Question

How do you integrate \[\int {\ln 4xdx} \] using integration by parts?

Answer 1

Hint: We use the concept of integration by parts to integrate the given integral. Using the ILATE sequence names the first and second part and then substitutes the differentiations and parts in the formula.
*In integration by parts we use the sequence of ILATE (Inverse trigonometric, Logarithms, algebraic, trigonometric, exponential) for choosing the value of \[u,v\] and then substitute in the integration formula of by parts integration.
* If we have \[\int {uvdx} \] then the value of integral is given by \[\int {uvdx = u\int {vdx - \int {u'\left( {\int {vdx} } \right)dx} } } \] where \[u' = \dfrac{{du}}{{dx}}\] is differentiation of \[u\] with respect to \[x\].
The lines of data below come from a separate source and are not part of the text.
Issue #1268, opened 2019-03-17
Performance improvement for Microsoft.Extensions.Caching.SqlServer


MarkCBB:
### Problem/Performance improvement
There are variables never used but fetched from the database and converted in the code. This means two unnecessary costs: fetching the value from the database and converting the value.

For more details about the impact in performance see the section Additional context.

NB: I'm continuing based on [this answer](https://github.com/aspnet/Caching/pull/406#issuecomment-428639431) written by @muratg in a pull request opened some time ago in the previous location of this repository.

### Proposed solution
The files changed in [this Pull Request](https://github.com/aspnet/Caching/pull/406/files) addressed this performance optimization. Removes the usage of the non used variables and modifies the query to don't select from the database those values when are not needed.

If you consider to merge these changes I can send another pull request for the current location of the repository.

### Describe alternatives you've considered
This improvement requires the removal of some code sections and the optimization of the query sent to the database. No more alternatives.

### Additional context
I've created [this performance test](https://github.com/MarkCBB/test-performance-sqlserver-cache) -easy to set up and run- in order to know if the improvement makes any difference based in execution times. In my opinion there are variations making this improvement meaningful. In the readme.md file you'll find how to run this test and more detailed times.

Find below a resume of the execution times in milliseconds:

* Average. Optimized: 23643, non optimized 25276 (optimized is 1633 faster)
* Slowest. Optimized: 28287, non optimized 31622 (optimized is 3335 faster)
* Fastest. Optimized: 21845, non optimized 23004 (optimized is 1159 faster)

muratg:
cc @davidfowl

MarkCBB:
This issue and its related pull request implements some housekeeping, code
cleaning and a few performance improvement. I understand the low priority
as the gain is low, but honestly, I don’t see why this pull request should
be closed losing the work done. Also, recently I’ve updated the branch
resolving all conflicts with the last changes in master branch.
May be is time to review the pull request, merge it and then close the
issue ;)
Please, could you take a look or keep this pull request alive?

JunTaoLuo:
The linked PR has been merged.

PR #2806, opened 2019-12-24
Performance improvement by cleaning code and query tuning

MarkCBB:
 - Removing unused columns in query
 - Cleaning useless code
 - Choosing the right query when selecting

Addresses #1268


anurse:
Can you please include data indicating the performance improvement? We need to see data showing the value of the improvement in order to consider a change like this.

MarkCBB:
Hello @anurse,
You'll find some data at the end of the description in [the related issue](https://github.com/aspnet/Extensions/issues/1268).

src/Caching/SqlServer/src/Columns.cs
```diff
@@ -22,7 +22,7 @@ public static class Indexes
             public const int ExpiresAtTimeIndex = 1;
             public const int SlidingExpirationInSecondsIndex = 2;
             public const int AbsoluteExpirationIndex = 3;
```
anurse: Are these three constants needed now that they aren't included the in the query at all?

MarkCBB: Indeed, my bad, I should realize that these constants are no longer needed. In fact, the constant at the line 21 is not needed either. I'll remove them in a commit.

The only constant that would remain is `CacheItemValueIndex`. Even that is the only one that remains, I'm in favor to keep it because adds some level of consistency and makes easier to track and refactor the code. Just finding the references is possible to know where this column is used.

MarkCBB:
Hello @anurse. Indeed, the gain in performance is not too high. I don’t have real-world examples because I realized these improvements just reading the code. This code was my reference to develop [a package to use MongoDB as a cache database](https://www.nuget.org/packages/MarkCBB.Extensions.Caching.MongoDB/) based on your approach for these extensions.

In my opinion this change is nice to have because: keeps the code cleaner removing unused blocks, removes unused fields from the query (as you said), improves a little bit the performance which is always positive, and is not too complex.

However, given your comments and the low impact, I totally understand the low priority. Feel free to ask me to close this pull request or just leave it open until you can take some action ;)

src/Caching/SqlServer/src/MonoDatabaseOperations.cs
```diff
@@ -98,12 +79,9 @@ protected override async Task<byte[]> GetCacheItemAsync(string key, bool include
             }
 
             byte[] value = null;
-            TimeSpan? slidingExpiration = null;
-            DateTimeOffset? absoluteExpiration = null;
-            DateTimeOffset expirationTime;
             using (var connection = new SqlConnection(ConnectionString))
             {
-                var command = new SqlCommand(SqlQueries.GetCacheItem, connection);
+                var command = new SqlCommand(query, connection);
```
eerhardt, line 84: Do we have some sort of test for this? I'm surprised this bug snuck through... it seems like a good place to test.

eerhardt (approved):
This change looks good to me.

cc @Tratcher

src/Caching/SqlServer/src/MonoDatabaseOperations.cs
MarkCBB: Good point. Not so easy. Let me explain: `protected DatabaseOperations.GetCacheItem` (Async and not Async) functions are called only by public `DatabaseOperations.GetCacheItem[Async]` that makes the call passing the parameter `includeValue` to true, and `DatabaseOperations.RefreshCacheItem[Async]` which sets the parameter `includeValue` to false (as doesn’t need the value). 

When the parameter `includeValue` is true GetCacheItem opens a dataReader with two commands in the sql string: one to update the expiration date and another one to get and return the cached value (or null if not found). When the parameter `includeValue` is false, only opens the dataReader with a single update command in the sql string to update the expiration date and always returns null. 

It is difficult to test the value of the sql string inside the function or the commands executed in the database depending on the value of the parameter. 

In my opinion, the cleanest approach is not related to testing, but to refactor a bit the code. Roughly explained, I would get rid of the boolean parameter `includeValue` and let the function `GetCacheItemAsync` just with the implementation for refresh the expiration date and get the value. Next, implement the `RefreshCacheItem` into another method/function exclusively written for that. 

Then each method will use the proper command string and implementation without any conditional. It is not a so complex refactoring.

Given the “not so high” priority in this project and the limited impact in performance and features (this is more housekeeping), I would vote to make it in another pull request when there is time to do it.

Sorry for this loong explanation but I couldn't make it shorter to propose another approach instead of modifying the tests.

eerhardt: ok, thanks for the explanation.

eerhardt:
@Tratcher - It looks like this is ready to be merged. Any feedback before merging this?

Tratcher (changes requested):
I think this PR is highlighting a much bigger problem. It looks like sliding expiration was never completely implemented. For example look at RefreshCacheItem, I don't think it works. The values you removed are needed to calculate the new expiration time. Why new expiration wasn't being calculated and pushed back to the database I don't know.

MarkCBB:
> I think this PR is highlighting a much bigger problem. It looks like sliding expiration was never completely implemented. For example look at RefreshCacheItem, I don't think it works. The values you removed are needed to calculate the new expiration time. Why new expiration wasn't being calculated and pushed back to the database I don't know.

As far as I know `RefreshCacheItem` works. Calls `GetCacheItem` with `includeValue` parameter set to false. Therefore the query that will run is the one coming from this property `SqlQueries.GetCacheItemWithoutValue` and this property returns the value set in [this line](https://github.com/dotnet/extensions/blob/229898d9ec8cb6c37b183caee2de449a47c6430c/src/Caching/SqlServer/src/SqlQueries.cs#L65) which is the value coming from UpdateCacheItemFormat property set [here](https://github.com/dotnet/extensions/blob/229898d9ec8cb6c37b183caee2de449a47c6430c/src/Caching/SqlServer/src/SqlQueries.cs#L17). This query is an update that implements the logic to compute and set the new expiration time.

This update is also sent when the value is fetched (`includeValue` parameter set to true in the call to `GetCacheItem`) because the sql query contains two commands: the update and the select to get the value. Doing so you update and get the value in a single roundtrip to the database, which I think is a good and well performant approach. [Here](https://github.com/dotnet/extensions/blob/229898d9ec8cb6c37b183caee2de449a47c6430c/src/Caching/SqlServer/src/SqlQueries.cs#L64) is where the both sql commands are set to the property (the [update](https://github.com/dotnet/extensions/blob/229898d9ec8cb6c37b183caee2de449a47c6430c/src/Caching/SqlServer/src/SqlQueries.cs#L17) and the [select](https://github.com/dotnet/extensions/blob/229898d9ec8cb6c37b183caee2de449a47c6430c/src/Caching/SqlServer/src/SqlQueries.cs#L31)).

I checked some time ago and I'm almost sure that did work properly. Also, I think there are some test cases covering that feature, but I should run it again in a real application to make 100% sure. 

From my point of view, the only fact that could make it fail is if the transaction mode is set to explicit but normally IMPLICIT_TRANSACTIONS is OFF by default. Also, this would make fail everything, because there are not transactions in this code.

Finally, the code is not the cleanest state and it could be a good idea to refactor it, but IMO this should be done in another pull request. [See this discussion.](https://github.com/dotnet/extensions/pull/2806#discussion_r504834724)

Tratcher:
Ooh, I hadn't seen that the expiration update was embedded in the query, that's slick.

Tratcher (approved):

Issue #1085, opened 2019-02-07
[Feature request] Add ReloadOnChange For KeyPerFile Configuration


Kahbazi:
Can we have reload on change for KeyPerFile configuration?

davidfowl:
We should look into supporting this. When updating config maps mapped to volumes on k8s we don't react to those changes today.

cc @glennc @rynowak

Kahbazi:
@davidfowl Can I send a PR for this?

davidfowl:
Yep!

HaoK:
Fixed by https://github.com/dotnet/extensions/pull/2808, thanks again @Kahbazi

PR #2808, opened 2019-12-28
Add ReloadOnChange to KeyPerFile configuration provider

Kahbazi:
Addresses #1085

### DIFF
--- a/src/Configuration/Config.KeyPerFile/ref/Microsoft.Extensions.Configuration.KeyPerFile.netcoreapp.cs
+++ b/src/Configuration/Config.KeyPerFile/ref/Microsoft.Extensions.Configuration.KeyPerFile.netcoreapp.cs
@@ -6,6 +6,7 @@ namespace Microsoft.Extensions.Configuration
     public static partial class KeyPerFileConfigurationBuilderExtensions
     {
         public static Microsoft.Extensions.Configuration.IConfigurationBuilder AddKeyPerFile(this Microsoft.Extensions.Configuration.IConfigurationBuilder builder, System.Action<Microsoft.Extensions.Configuration.KeyPerFile.KeyPerFileConfigurationSource> configureSource) { throw null; }
+        public static Microsoft.Extensions.Configuration.IConfigurationBuilder AddKeyPerFile(this Microsoft.Extensions.Configuration.IConfigurationBuilder builder, string directoryPath) { throw null; }
         public static Microsoft.Extensions.Configuration.IConfigurationBuilder AddKeyPerFile(this Microsoft.Extensions.Configuration.IConfigurationBuilder builder, string directoryPath, bool optional) { throw null; }
         public static Microsoft.Extensions.Configuration.IConfigurationBuilder AddKeyPerFile(this Microsoft.Extensions.Configuration.IConfigurationBuilder builder, string directoryPath, bool optional, bool reloadOnChange) { throw null; }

Complete step-by-step answer:
We have \[\int {\ln 4xdx} \]
Here there are two parts in the integration, one is x and one is logarithm 4
Now we will solve the integration by using integration by parts.
Looking at the integral \[\int {\ln 4xdx} \]
Using the ILATE sequence we can tell that the term comes first in the sequence is\[u\]and which comes later is \[v\] i.e. in this case we have the terms exponential and algebraic , first comes the logarithm term then comes the algebraic term so \[u\] is \[\ln 4\] and \[v\] is \[x\]
\[u = \ln 4,v = x\]
Now we calculate the differentiation of the term \[u\]
\[u' = \dfrac{{du}}{{dx}}\]
Substitute the value of u:
\[u' = \dfrac{{d(\ln 4)}}{{dx}}\]
\[u' = \dfrac{1}{x}\]
Now substitute the values in equation \[\int {uvdx = u\int {vdx - \int {u'\left( {\int {vdx} } \right)dx} } } \]
\[ \Rightarrow \int {\ln 4xdx} = \ln 4\int {xdx} - \int {\dfrac{1}{x}\left( {\int x dx} \right)dx} \] … (1)
Now we know \[\int {{x^n}dx = \dfrac{{{x^{n + 1}}}}{{n + 1}}} + C\]
\[ \Rightarrow \int {\ln 4xdx} = \ln 4\left( {\dfrac{{{x^2}}}{2}} \right) - \int {\dfrac{1}{x}\left( {\dfrac{{{x^2}}}{2}} \right)dx} \]
Now we can solve and bring out constant terms from the integral sign.
\[ \Rightarrow \int {\ln 4xdx} = \ln 4\left( {\dfrac{{{x^2}}}{2}} \right) - \dfrac{1}{2}\int {\dfrac{{{x^2}}}{x}dx} \]
Cancel same terms from numerator and denominator wherever possible
\[ \Rightarrow \int {\ln 4xdx} = \ln 4\left( {\dfrac{{{x^2}}}{2}} \right) - \dfrac{1}{2}\int {xdx} \]
Again use the formula \[\int {{x^n}dx = \dfrac{{{x^{n + 1}}}}{{n + 1}}} + C\]
\[ \Rightarrow \int {\ln 4xdx} = \ln 4\left( {\dfrac{{{x^2}}}{2}} \right) - \dfrac{1}{2}\left( {\dfrac{{{x^2}}}{2}} \right) + C\]
Open brackets and multiply the terms
\[ \Rightarrow \int {\ln 4xdx} = \left( {\dfrac{{{x^2}}}{2}} \right)\ln 4 - \left( {\dfrac{{{x^2}}}{4}} \right) + C\]
Take common the value \[\left( {\dfrac{{{x^2}}}{2}} \right)\]
\[ \Rightarrow \int {\ln 4xdx} = \left( {\dfrac{{{x^2}}}{2}} \right)\left[ {\ln 4 - \dfrac{1}{2}} \right] + C\]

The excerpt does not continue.